ボゴール目標の後継に位置付けられるのが,2020年に採択された「プトラジャヤ・ビジョン2040」である。同ビジョンでは,1)貿易・投資,2)イノベーション,デジタル化,3)力強く,均衡ある,安全で,持続可能かつ包摂的な成長,の3つを経済的推進力にし,「全ての人々と未来の世代の繁栄のために,2040年までに,開かれた,ダイナミックで,強靱かつ平和なアジア太平洋共同体とする」ことを目指す。

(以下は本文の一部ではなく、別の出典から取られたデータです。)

PR #1846, opened 2023-08-17
[FEAT]: Add github_repository_topics resource

### LINKED ISSUE #1845: [FEAT]: Add github_repository_topics resource
### Describe the need

In my org we currently don't have all repos inside of Terraform, but we want to be able to control the repository topics on them to enforce certain standards. Currently setting the topics via Terraform is only possible when using the `github_repository` resource, which is too intrusive for my usecase (unless I make some magic with the [`ignore_changes`](https://developer.hashicorp.com/terraform/language/meta-arguments/lifecycle#ignore_changes) argument). 

Another use-case is also that you can use this resource to set some topics from a platform prospective, while still allowing your users the freedom to add their own topics on top. See example below

```terraform
data "github_repository" "test" {
  name = "my-cool-repo"
}

resource "github_repository_topics" "test" {
    repository    = data.github_repository.test.name
    # this result in all topics that was manually put on the repo + the standard ones the platform team wants
    topics        = concat(data.github_repository.test.topics, [lower(data.github_repository.test.primary_language), "owner-team", "product-name"])
}

output "name" {
  value = github_repository_topics.test.topics
}

```

There are API endpoints for doing this: https://docs.github.com/en/enterprise-server@3.10/rest/repos/repos?apiVersion=2022-11-28

I can work on it

### SDK Version

_No response_

### API Version

_No response_

### Relevant log output

_No response_

### Code of Conduct

felixlut:
Resolves #1845

----

### Before the change?

* Repository topics can only be set via the `github_repository` resource

### After the change?

* Now it's also possible to work directly on the repository topics without touching anything else about the repository

### Pull request checklist

This is not a breaking change, but usage of the `topics` attribute in `github_repository` and `github_repository_topics` cannot be used simultaneously

- [ ] Yes
- [x] No

----


website/docs/r/repository.html.markdown
```diff
@@ -116,6 +116,8 @@ initial repository creation and create the target branch inside of the repositor
 
 * `topics` - (Optional) The list of topics of the repository.
 
+~> Note: This attribute is not compatible with the ``github_repository_topics`` resource. Use one of them
```
kfcampbell, line 119: Can you please add a note here that describes when you would want to use one resource vs. the other?

website/docs/r/repository_topics.html.markdown
```diff
@@ -0,0 +1,43 @@
+---
```
kfcampbell, line 1: Do you mind linking to this doc in the `github.erb` file so it's discoverable?

website/docs/r/repository.html.markdown
felixlut: Done! I've expanded the docs a bit, and linked to #1845, which shows how I will use it!

website/docs/r/repository_topics.html.markdown
felixlut: Done! Sorry for missing that!

felixlut:
@kfcampbell ping

website/docs/r/repository.html.markdown
```diff
@@ -116,6 +116,8 @@ initial repository creation and create the target branch inside of the repositor
 
 * `topics` - (Optional) The list of topics of the repository.
 
+~> Note: This attribute is not compatible with the ``github_repository_topics`` resource. Use one of them. `github_repository_topics` is only meant to be used if the repository itself is not handled via terraform, for example if it's only read as a datasource (see [issue #1845](https://github.com/integrations/terraform-provider-github/issues/1845)).
```
kfcampbell, line 119:
```suggestion
~> Note: This attribute is not compatible with the `github_repository_topics` resource. Use one of them. `github_repository_topics` is only meant to be used if the repository itself is not handled via terraform, for example if it's only read as a datasource (see [issue #1845](https://github.com/integrations/terraform-provider-github/issues/1845)).
```

kfcampbell (approved):
Thank you for contributing! You've been on fire recently.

 同ビジョン実現のため,昨年2021年に附属書として取りまとめられたのが「アオテアロア行動計画」(注1)である。同行動計画はプトラジャヤ・ビジョン2040で掲げられた3つの経済的推進力毎に,「目的」,「進捗の評価」,各APECエコノミーが取り組むべき「個別行動」及び「共同行動」が示されている。2022年の議長国タイに課された役割は,行動計画の着実な推進である。

優先課題の原動力としてBCG経済モデル組み込むタイ

 タイは2022年のAPEC議長国のテーマを「Open,Connect,Balance」(開かれ,連結し,均衡をとる)とし,①あらゆる機会に開かれ(貿易・投資の円滑化),②あらゆる次元で連結し(地域の再連結),③あらゆる側面で均衡をとる,ことを優先課題とした。

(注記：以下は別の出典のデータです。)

PR #3068, opened 2026-01-08
Team slug

### LINKED ISSUE #3044: [FEAT]: Add explicit support for `team_slug`
### Describe the need

We should be using the team slug pattern rather than the legacy team ID pattern for referencing teams. The current pattern attempts to support both slug and ID but it has a number of problems including a high API overhead and an inability to be "correct".

This is required for #2497

### SDK Version

_No response_

### API Version

_No response_

### Relevant log output

```shell

```

### Code of Conduct

stevehipwell:
Resolves #3044

----

### Before the change?

* 

### After the change?

* 

### Pull request checklist

- [ ] Yes
- [ ] No

----

### DIFF
--- a/github/resource_github_repository_environment.go
+++ b/github/resource_github_repository_environment.go
@@ -14,10 +14,10 @@ import (
 
 func resourceGithubRepositoryEnvironment() *schema.Resource {
 	return &schema.Resource{
-		Create: resourceGithubRepositoryEnvironmentCreate,
-		Read:   resourceGithubRepositoryEnvironmentRead,
-		Update: resourceGithubRepositoryEnvironmentUpdate,
-		Delete: resourceGithubRepositoryEnvironmentDelete,
+		CreateContext: resourceGithubRepositoryEnvironmentCreate,
+		ReadContext:   resourceGithubRepositoryEnvironmentRead,
+		UpdateContext: resourceGithubRepositoryEnvironmentUpdate,
+		DeleteContext: resourceGithubRepositoryEnvironmentDelete,
 		Importer: &schema.ResourceImporter{
 			StateContext: schema.ImportStatePassthroughContext,
 		},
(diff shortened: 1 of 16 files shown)


github/resource_github_repository_environment.go
```diff
@@ -55,21 +55,39 @@ func resourceGithubRepositoryEnvironment() *schema.Resource {
...
 				Optional:    true,
-				MaxItems:    6,
+				MaxItems:    1,
 				Description: "The environment reviewers configuration.",
 				Elem: &schema.Resource{
 					Schema: map[string]*schema.Schema{
+						"team_slugs": {
+							Type:        schema.TypeSet,
+							Optional:    true,
+							MaxItems:    6,
```
deiga, line 65: Do you think we could add validation that none of these fields together are more than 6? AFAIK the API will fail with 422 or possibly silently fail 😬

github/resource_github_team.go
```diff
@@ -112,14 +113,15 @@ func resourceGithubTeam() *schema.Resource {
 	}
 }
 
-func resourceGithubTeamCreate(ctx context.Context, d *schema.ResourceData, meta any) diag.Diagnostics {
-	err := checkOrganization(meta)
+func resourceGithubTeamCreate(ctx context.Context, d *schema.ResourceData, m any) diag.Diagnostics {
```
deiga, line 116: question: what's the benefit of this change?

deiga (commented):
Just did a pass to see what you are up to. Ignore any  comments that aren't applicable

github/resource_github_repository_environment.go
stevehipwell: Good point, yes we should be able to add a diff function to handle the check for the aggregate count.

github/resource_github_team.go
stevehipwell: We get a typed `meta` var that we can pass around and fewer casts in the code. Note that in the framework the provider data is typed so this is tending towards consistency.

acouvreur:
@stevehipwell @deiga anything I can do to help you guys finishing/merging this pull request ?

 3つの優先課題について,①でタイはアジア太平洋自由貿易圏(FTAAP)実現に向けた議論を「再活性化」することが想定されている。②では,パンデミックで大きく影響を受けた「国境を越えた人の移動」について,ワクチン接種証明書の相互運用・承認などデジタル技術を活用し,地域内の再連結を目指す。③では,APECの将来の成長モデルに持続可能な開発と環境目標を組み込むため,タイの国家戦略「バイオ・循環型・グリーン(BCG)経済モデル」を導入する意向である。プラユット首相は,前例のない公衆衛生危機とその壊滅的な社会経済的影響を踏まえ,「パンデミックによって明らかになった不均衡に対処すべく,3つの確立された経済開発アプローチであるBCG経済モデルを地域の経済に統合することで成長を実現する」と意気込んでいる(注2)。

 プラユット首相がAPECへの「BCG経済モデル」の導入に固執する背景には,2023年3月までに行われる総選挙を控え,議長国としてのリーダーシップを国内に示すことで,選挙戦を有利に進めたいとの思惑があろう。

議長国タイを待ち受ける難題

 その中で最も懸念されるのが,APECの場に大国間の争いが持ち込まれることである。米国は22年初めにも「インド太平洋経済枠組み(IPEF)」を新設する。IPEFは中国対抗を目的とした新たな経済圏構想とも言われ,米国は「21世紀の経済統合ルールの形成を主導する」としている。22年2月,その米国が23年の議長国になることが決まったが,米国はIPEFの要素を2023年のAPECのアジェンダに組み込んで推進する意向を示している。そのため今回のAPEC各種会合でも米中とでその前哨戦が繰り広げられる可能性がある。

 また米国が議長国就任を発表した翌日には,中国包囲網の性格が強い「インド太平洋戦略」を発表した。米国は「インド太平洋戦略」を同盟国やパートナー,地域機関と連携し進めるとしているが,その中で鉄壁の条約による同盟(ironclad treaty alliances)としてタイとフィリピンを,また関係を強化すべき地域の主要パートナーとしてインドネシア,マレーシア,シンガポール,ベトナムを名指ししている。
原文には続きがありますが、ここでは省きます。